Quick Start
Analyzing taxi traffic in New York
This example is based on the public dataset that can be found here .
It is a thirty million lines dataset with detailed taxi trips data for one year.
Tutorial Overview
In this tutorial, we will build a workflow to clean and prepare raw data, followed by an analysis of traffic patterns. The focus will be on identifying trends by day of the week and categorizing trips based on their duration.
First step: preview and load data
When you select the file to load an instant preview of data will be available.

Data Preview and Type Inference
The preview displays the first 10,000 lines of the file. During this stage, heuristic rules are applied to infer the most appropriate data type and format for each column. For date fields, the system attempts to detect the format and distinguish between day/month and month/day ordering; in this case, it correctly identifies the American format (month before day). For numeric fields, it determines whether values are integers or floating-point numbers, and identifies the presence and style of thousands and decimal separators.

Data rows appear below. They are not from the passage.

PR #948, opened 2016-07-12
Fix scope existence check in uniqueness spec 

TheSmartnik:
When testing for  a  scoped attribute uniqueness, scope existence validation sometimes fails.
It seems that https://github.com/thoughtbot/shoulda-matchers/commit/4649b60a154452e1983a612326e3b9868757ea40 was aiming to fix similar problem, but have forgotten to fix scope existence check

### DIFF
--- a/lib/shoulda/matchers/active_record/validate_uniqueness_of_matcher.rb
+++ b/lib/shoulda/matchers/active_record/validate_uniqueness_of_matcher.rb
@@ -548,18 +548,13 @@ module Shoulda
         end
 
         def validate_attribute_present_on_model?
-          if attribute_present_on_model?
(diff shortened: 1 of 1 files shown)


mcmire:
Ah, great catch.

Do you think you could add a test for this?

TheSmartnik:
@mcmire Hi, sorry for not answering sooner.

Unfortunately, I don't really know how to reproduce this bug as in `shoulda-matchers` specs `model.method_defined?("#{attr}=")` always returns `true`.

To be completely honest, I assumed that if 4649b60a154452e1983a612326e3b9868757ea40 had no specs, this one may have none as well.

Anyway, I would happily add test with a little help, maybe?

mcmire:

Manual Adjustment of Column Types
While data types and formats are generally inferred accurately during preview, manual configuration may be necessary in specific cases. For instance, a column containing only integers in the first 10,000 lines may later include floating-point values in the full dataset. Some patterns may also be misinterpreted due to limited preview data. A common example is the representation of monthly periods as values like 2022.01, which may be inferred as floating-point numbers. To enable operations such as extracting year and month components, it is recommended to explicitly set the column type to “string”.
Column Selection and Renaming
It may be necessary to exclude certain columns from processing and assign more descriptive names to others. In this example, the column “VendorId” is ignored, and the remaining columns are renamed for clarity. Additionally, the float precision is set to two decimal places.

Once the layout is finalized, selecting the Load All button initiates loading of the entire dataset into memory. For a file containing 30 million rows and 18 columns, approximately 5 GB of memory is required.